Markov Cluster (MCL)

For a graph based clustering problem, we make the assumption that the total weights for any pair of vertices within the same cluster will be greater than vertices in two different clusters. Given such assumptions, perform a random walk on the graph (probability by edge weights) will be more likely to remain within a cluster. Therefore, the algorithm computes the probability of random walks through the graph, and remove lower probability terms.

For each step, compute

expansion compute the higher length random walk by squaring the edge weight matrix, remove random walks with lower probability.
inflation elementwise powers to boost the probabilities so that walks inside clusters gets strong weights.

Possible prallelism involves a sparse matrix squaring (SpGEMM) and pruning all entries belong a threshold (can do it inplace, along with SpGEMM).

Dimension Reduction

For a dataset of \(N\times D\), dimension reduction aims to find a smaller feature set \(N\times K\) where \(K << D\) while the information loss is minimized.

Principal Component Analysis

PCA is the most classical algorithm for dimension reduction, and it is equivalent to a singular value decomposition (proof of equivalence).

Non-negative matrix factorization (NMF)

NMF aims to solve the optimization problem

\[\arg\min_{W\geq 0, H\geq 0} \frac{1}{2}\|A - WH\|_F\]

where \(A \in\mathbb R^{m\times n}, W\in\mathbb R^{m\times k} , H \in \mathbb R^{k\times n}\) are all non-negative, \(k << m, n\). For this class of problem, one common framework is the alternating iterative method, at each step, fixing one matrix and optimize the energy by updating the other matrix.

The possible parallelism is the large-scale matrix multiplications.
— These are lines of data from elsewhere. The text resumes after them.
PR #560, opened 2024-03-04
Feature/improve required param support

rma-rripken:
Adding a new exception and some Controllers helpers for required query parameters.  If they aren't found the helpers will throw the new exception and ApiServlet message will make clear to user that a required query parameter was missing.

### DIFF
--- a/cwms-data-api/src/main/java/cwms/cda/api/Controllers.java
+++ b/cwms-data-api/src/main/java/cwms/cda/api/Controllers.java
@@ -27,10 +27,15 @@ package cwms.cda.api;
 import com.codahale.metrics.Meter;
 import com.codahale.metrics.MetricRegistry;
 import com.codahale.metrics.Timer;
+import cwms.cda.api.errors.RequiredQueryParameterException;
 import cwms.cda.data.dao.JooqDao;
 import cwms.cda.data.dao.texttimeseries.TimeSeriesTextMode;
+import cwms.cda.helpers.DateUtils;
 import io.javalin.core.validation.JavalinValidation;
 import io.javalin.core.validation.Validator;
+import io.javalin.http.Context;
+import java.time.ZonedDateTime;
+import org.jetbrains.annotations.Nullable;
 
 import static com.codahale.metrics.MetricRegistry.name;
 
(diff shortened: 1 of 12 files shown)


cwms-data-api/src/main/java/cwms/cda/api/Controllers.java
```diff
@@ -260,4 +265,55 @@ public static JooqDao.DeleteMethod getDeleteMethod(String input) {
...
     }
+
+    /**
+     * Returns the first matching query param or throws RequiredQueryParameterException.
+     * @param ctx Request Context
+     * @param name Query parameter name
+     * @return value of the parameter
+     * @throws RequiredQueryParameterException if the parameter is not found
+     */
+    public static String requiredParam(io.javalin.http.Context ctx, String name) {
```
MikeNeilson, line 276: We don't need to this now but might be good if this allowed the caller (not client) to set a more detail message than just the name.

If you agree, open an issue and we'll get to it later.

cwms-data-api/src/main/java/cwms/cda/api/TimeSeriesController.java
```diff
@@ -272,21 +275,20 @@ protected TimeSeriesDao getTimeSeriesDao(DSLContext dsl) {
     @Override
     public void delete(Context ctx, @NotNull String timeseries) {
 
-        String office = ctx.queryParam(OFFICE);
+        String office = requiredParam(ctx, OFFICE);
```
MikeNeilson, line 278: I don't think this one is required as the office of each timeseries is embedded in the body's JSON or XML.

MikeNeilson: Then again maybe it should be. Something to think about.

MikeNeilson (approved):

cwms-data-api/src/main/java/cwms/cda/api/Controllers.java
rma-rripken: That is a good idea. #561

cwms-data-api/src/main/java/cwms/cda/api/TimeSeriesController.java
rma-rripken: The delete doesn't take a body but I agree we need to look and think about which params are required and where.  I started to go thru all the params marked required and not all of them actually are (some of the offices we mark as required but then the dao treat null as *).  Its also possible that some of the parameters are required in v1 api but optional in v2.  Not sure exactly how to handle those cases.  I guess we just document them when we find them.

rma-rripken: #562

PR #564, opened 2024-03-05
Feature/558 text ts changes

rma-rripken:


cwms-data-api/src/main/java/cwms/cda/data/dto/texttimeseries/RegularTextTimeSeriesRow.java
```diff
@@ -51,26 +39,23 @@ public String getTextValue() {
...
+
+    public Instant getDataEntryDate() {
         return dataEntryDate;
     }
 
     @JsonIgnore
-    @Override
     public DateDateKey getDateDateKey() {
-        return new DateDateKey(dateTime, dataEntryDate);
+        return new DateDateKey(dateTime == null? null: Date.from(dateTime), dataEntryDate==null ? null: Date.from(dataEntryDate));
```
MikeNeilson: would it be better to have a second constructor that handles this? I think I saw this exact logic in another spot.

rma-rripken: Possibly.  BinaryTimeSeriesRow is probably the other location. That class also transitioned from Date to Instant but kept DateDateKey.  Will revisit this before taking the pr out of draft.  Maybe DateDateKey goes away entirely.

MikeNeilson (commented):
Marking place for later review.

MikeNeilson (dismissed):

cwms-data-api/src/main/java/cwms/cda/data/dto/texttimeseries/RegularTextTimeSeriesRow.java
rma-rripken: Turns out this is using DateDateKey from Monolith.  Adding a new constructor isn't worth the effort (in my opinion) so I added a build method.   I don't want to do it right now but I could a follow-up pr for deleting DateDateKey from the text-ts and bin-ts.

MikeNeilson (dismissed):
That looks good.

MikeNeilson (approved):

PR #567, opened 2024-03-07
Bugfix/536 set office

### LINKED ISSUE #536: When are additional setOffice calls needed?
In text-ts development I could not write text-ts unless I added an additional 
setOffice(c, "SPK") call immediately before the write attempt.
Before adding the setOffice call the exception was
Caused by: java.sql.SQLException: ORA-20048: NO_WRITE_PRIVILEGE: User doesnt have write privileges

LocationLevels just hit a similar problem and adding setOffice resolved it.  

#534 

Why are these setOffice calls now needed when they weren't needed before?
Doesn't OfficeSettingConnectionProvider  already set the session office Id for every connection?

Is it that OfficeSettingConnectionProvider is too early ?  If so, it seems like AuthDao should be setting it.

rma-rripken:
Closes #536.
From what I've learned about jOOQ connection management these weren't quite right.

### DIFF
--- a/cwms-data-api/src/main/java/cwms/cda/data/dao/Dao.java
+++ b/cwms-data-api/src/main/java/cwms/cda/data/dao/Dao.java
@@ -45,13 +45,6 @@ public abstract class Dao<T> {
         return cwmsDbVersion;
     }
 
-    /**
-     * This should be called before attempting to write an object to the database.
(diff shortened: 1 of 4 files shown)


MikeNeilson (approved):
Yeah, that drastic change in the 3.14 series that we skipped over made things really confusing.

Also, depends on the application, \(A\) is often much larger than \(W,H\) and also sparse (correlation matrix, count matrix, etc.). Therefore, avoiding communications on \(A\).

Graph Neural Networks

For GNN, a graph \((V, E)\) where each node \(v\) describes a data point and edge/adjacency \(e\) describes its inter-data relationships. Taking one node \(v\) and its adjacent relationship (edges) \(e_0, e_1, ..., e_{deg(v)}\), we encode the data into its latent representation \(\mathbf h\) (often a vector embedding) via a GNN. Then, we are interested in various results by integrating the latent code only, latent code convolving with all adjacency information, and querying inter-nodes relationship given two latent nodes and their connectivity.

One special case for GNN is CNN, if we consider each pixel as a node, and add edges to all neighboring pixels with distance smaller than half kernel size, and each edge is weighted by the kernel weights.

In general, a graph is represented by a sparse matrix (adjacency matrix) or tensor (\(|V| \times |V| \times |C|\)), and the operations are very similar to CNN, instead of doing 2D convolutions, we are doing graph convolutions, which is a more unstructured convolution with larger radius.

The challenges for parallelism includes the partitioning of sparse matrices and the distribution of data (since conventionally we represents a sparse matrix as (row, col, value) or pointer-chasing). Also, GNN often consumes larger amount of memory, and hence distributed learning (multiple GPU support) is often required.